● **Recorded information**
PR #541, opened 2024-07-23
Restructured to have reference JSON directory

dr-rodriguez:
Restructured the database with the changes from https://github.com/astrodbtoolkit/AstrodbKit2/pull/77 
The tests are likely to fail until that gets merged and released.

The core change is that the `reference_directory` is now an optional variable that can be set (defaults to "reference") when saving/loading the database. Anything set as a reference table will get stored in that sub-directory. This is backwards compatible in the sense that if the reference tables are not in that directory, it will check the original (parent) directory.


dr-rodriguez:
I noticed that github will suppress anything over 3000 files, but this particular PR is relatively simple as it is just moving data from the top-level data directory into data/source and data/reference. Once astrodbkit2 is updated, we can re-run the tests and confirm everything is working well (locally on my machine all tests pass with the new astrodbkit2).

kelle (approved):
AMAZING!!!!

PR #548, opened 2024-07-31
Use `check_spectrum_plottable` from `astrodb_utils`

kelle:
The `spectrum_plottable` function has been incorporated into `astrodb_utils` and should not be in this repo anymore. The changes made there necissated some changes in the `ingest_spectrum` function.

● **Exercise instructions**
Search the listing for the string "opened". Copy each line where it turns up.

● **Solution**
PR #541, opened 2024-07-23
PR #548, opened 2024-07-31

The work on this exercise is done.